Inventaire aléatoire, encyclopédie retouchée, association libre de son et de forme, l'exposition Valse à 5 temps de Patrick Bérubé est une boîte de Pandore, dont les objets ont été minutieusement extraits puis placés par l'artiste à l'intérieur de la Galerie Art Mûr.
toutes les photos : Mike Patten, Art Mûr
L'exposition rassemble ces œuvres dans un dispositif serré, où l'espace restreint par les murs conditionne notre approche. Pourtant, Valse à cinq temps invite littéralement à traverser les murs de l'exposition. Conçue comme un huis-clos dont le préambule n'est autre qu'une salle d'attente, elle se découvre selon une série de portes, passage secret et accès dissimulés sous la console de cheminées.
L'artiste a organisé un parcours de cinq stations aux différentes ambiances colorées et sonores qui passent de l'éclairage rouge érotique à une surcharge de néon et de lumière bleue, du bruit parasite à la valse. Chaque espace modulent nos sens et donne le ton à une exposition à la fois unifiée et cloisonnée, vibrante et figée.
L'artiste se fait architecte, décorateur factice ou collectionneur : en rassemblant entre ces murs des illustrations anciennes, des artefacts et objet décoratifs ou usuels, il retrouve une certaine filiation avec les cabinets de curiosités (Wunderkammer) et leur attrait pour une vision encyclopédique du monde.
Le geste ne s'arrête pas pour autant à celui de la collecte de curiosa, ni même à celui du ready-made. L'objet domestique ou rare est un point de départ récurrent dans le travail de Patrick Bérubé qui lui permet de franchir la ligne subtile du détournement d'usage. Son intervention est souvent minimale, parfois brutale : une illustration ancienne se voit légèrement additionnée de formes colorées tandis qu'un tableau est recouvert de peinture bleue ou qu'une table de billard est rendue inutile car trouée en son centre.

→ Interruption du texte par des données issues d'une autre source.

PR #3858, opened 2026-08-06
#3664 Fix Mockery\Exception imported instead of \Exception

### LINKED ISSUE #3664: Mockery\Exception imported instead of \Exception in AjaxPathController and Dungeon
:robot: Found while auditing controllers for #170. Split out of #3663, which fixed the same defect in `AjaxKillZoneController` only.

Three files import `Mockery\Exception` instead of the global `\Exception` — almost certainly an IDE auto-import mistake:

- `app/Http/Controllers/Ajax/AjaxPathController.php:24`
- `app/Models/Dungeon.php:37`

`mockery/mockery` is in **`require-dev`**, so the class does not exist in production at all. PHP does not fatal on a `catch` clause naming a missing class — it just never matches — so each of these is silently dead or wrong:

### `AjaxPathController::store()`

```php
throw new \Exception(__('controller.path.error.unable_to_save_path'));  // L98, global
...
} catch (Exception) {                                                    // L102, Mockery
    $result = response(__('controller.generic.error.not_found'), Http::NOT_FOUND);
}
```

The catch never fires, in dev **or** production. A failed path save propagates out as a 500 instead of the intended 404.

**This is not a safe one-line fix.** The try/catch sits inside a `DB::transaction(...)` closure. Today the exception escapes the closure, so the transaction rolls back. Correcting the import makes the catch fire, which means the transaction **commits** whatever partial state was written before the failure. Whoever fixes this needs to decide whether the 404 response or the rollback is the intended behaviour — probably: catch, respond 404, and roll back explicitly.

### `Dungeon.php:191`

```php
} catch (Exception $exception) {
    dd($exception);
}
```

Dead code that would `dd()` in production if it ever fired. Should just be removed along with the try.

### Suggested check

`grep -rn "use Mockery\\\\Exception;" app/` should return nothing when this is done.

Wotuu:
:robot: Closes #3664

`Mockery\Exception` (require-dev only) was imported in place of the global `\Exception` in two catch clauses. PHP doesn't fatal on a `catch` naming a missing class - it just never matches - so both catches were silently dead/wrong in production.

## `AjaxPathController::store()`

The catch never fired, so a failed path save propagated out as a 500 instead of the intended 404. The try/catch sits inside a `DB::transaction(...)` closure - simply fixing the import would make the catch fire and swallow the exception *inside* the closure, which means the transaction would **commit** instead of rolling back. Moved the try/catch to wrap the whole `DB::transaction()` call so a thrown exception triggers Laravel's normal transaction rollback before being caught and turned into the 404 response. `Gate::authorize('edit', ...)` runs before the try, so an `AuthorizationException` is unaffected.

Note: the whole closure (including `Path::create()`/`update()`) is now inside the outer try, so a genuine DB failure there would also be converted to a 404 instead of surfacing as a 500 - this is inherent to fixing the transaction/rollback semantics correctly, flagged during review, and judged acceptable (matches the existing behaviour of the sibling `delete()` method and other Ajax controllers, which also 404 on `catch (\Exception)`).

## `Dungeon::getEnemyForcesMappedStatusAttribute()`

Dead code that would `dd()` in production if it ever fired. Removed the try/catch entirely, per the issue's suggestion. No functional impact - no test exercises this accessor, and the catch never matched in production anyway.

`grep -rn "use Mockery\\\\Exception;" app/` now returns nothing.

## Tests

Pour cette installation, l'artiste accumule des sources aussi diverses que le Marquis de Sade, l'Ancien Testament, les illustrations scientifiques vulgarisées ou l'imagerie de la conquête de l'ouest. Populaire, mythologique ou savant, ses œuvres orchestrent un monde manipulé qui déplace le sens commun et le font basculer de l'autre côté du miroir.
Si Patrick Bérubé modifie peu ou prou ses objets, il en fait définitivement les acteurs d'un théâtre sous contrôle où chacun tient un rôle précis. Les objets viennent corrompre l'oeuvre voisine pour agir comme des parasites de formes et de références. Ces détournements sont efficaces lorsque ils sont subtilement menés, notamment avec la série des illustrations retouchées ou des partitions musicales. Il sont davantage artificiels lorsque l'artiste superpose un théâtre enfantin à une mise en scène érotique.
De ces objets ambigus et polyvalents ressort une dimension nouvelle à l'oeuvre de Patrick Bérubé. L'approche ludique ou séduisante, de prime abord, recèle en fait une dimension sous-jacente davantage critique où l'artiste évoque les jeux de pouvoir, de l'amour et de l'argent. L'équilibre entre ces vastes enjeux tient pour beaucoup dans l'utilisation radicale et efficace de l'espace. Plus que l'objet critique, c'est l'orchestration concrète d'un lieu à la fois familier et fantasmé qui marque le regard et donne à l'exposition son élan critique.